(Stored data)
........
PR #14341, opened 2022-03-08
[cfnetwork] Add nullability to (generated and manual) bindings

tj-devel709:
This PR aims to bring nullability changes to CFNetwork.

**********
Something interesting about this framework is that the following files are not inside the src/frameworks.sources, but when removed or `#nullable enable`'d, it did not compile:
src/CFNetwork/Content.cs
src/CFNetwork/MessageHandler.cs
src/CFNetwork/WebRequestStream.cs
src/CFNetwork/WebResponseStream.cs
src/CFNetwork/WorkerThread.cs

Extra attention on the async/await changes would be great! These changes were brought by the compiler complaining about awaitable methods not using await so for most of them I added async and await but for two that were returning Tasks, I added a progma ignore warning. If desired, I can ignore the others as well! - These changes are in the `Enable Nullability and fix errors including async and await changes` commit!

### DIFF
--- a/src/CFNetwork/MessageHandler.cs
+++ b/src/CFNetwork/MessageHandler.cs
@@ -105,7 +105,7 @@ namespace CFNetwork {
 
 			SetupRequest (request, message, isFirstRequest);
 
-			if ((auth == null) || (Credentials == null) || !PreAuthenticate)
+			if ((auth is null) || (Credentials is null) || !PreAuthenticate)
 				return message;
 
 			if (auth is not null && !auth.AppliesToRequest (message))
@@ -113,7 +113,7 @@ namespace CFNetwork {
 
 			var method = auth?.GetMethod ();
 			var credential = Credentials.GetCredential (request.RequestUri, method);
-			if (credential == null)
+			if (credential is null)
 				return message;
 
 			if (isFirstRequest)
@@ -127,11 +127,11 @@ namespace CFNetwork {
........
* [Required work]: The task here is to output the line with "src/CFNetwork/WorkerThread.cs" and all lines after it to the end of the records above, exactly and only those.

* [Your solution]:
src/CFNetwork/WorkerThread.cs

Extra attention on the async/await changes would be great! These changes were brought by the compiler complaining about awaitable methods not using await so for most of them I added async and await but for two that were returning Tasks, I added a progma ignore warning. If desired, I can ignore the others as well! - These changes are in the `Enable Nullability and fix errors including async and await changes` commit!

### DIFF
--- a/src/CFNetwork/MessageHandler.cs
+++ b/src/CFNetwork/MessageHandler.cs
@@ -105,7 +105,7 @@ namespace CFNetwork {
 
 			SetupRequest (request, message, isFirstRequest);
 
-			if ((auth == null) || (Credentials == null) || !PreAuthenticate)
+			if ((auth is null) || (Credentials is null) || !PreAuthenticate)
 				return message;
 
 			if (auth is not null && !auth.AppliesToRequest (message))
@@ -113,7 +113,7 @@ namespace CFNetwork {
 
 			var method = auth?.GetMethod ();
 			var credential = Credentials.GetCredential (request.RequestUri, method);
-			if (credential == null)
+			if (credential is null)
 				return message;
 
 			if (isFirstRequest)
@@ -127,11 +127,11 @@ namespace CFNetwork {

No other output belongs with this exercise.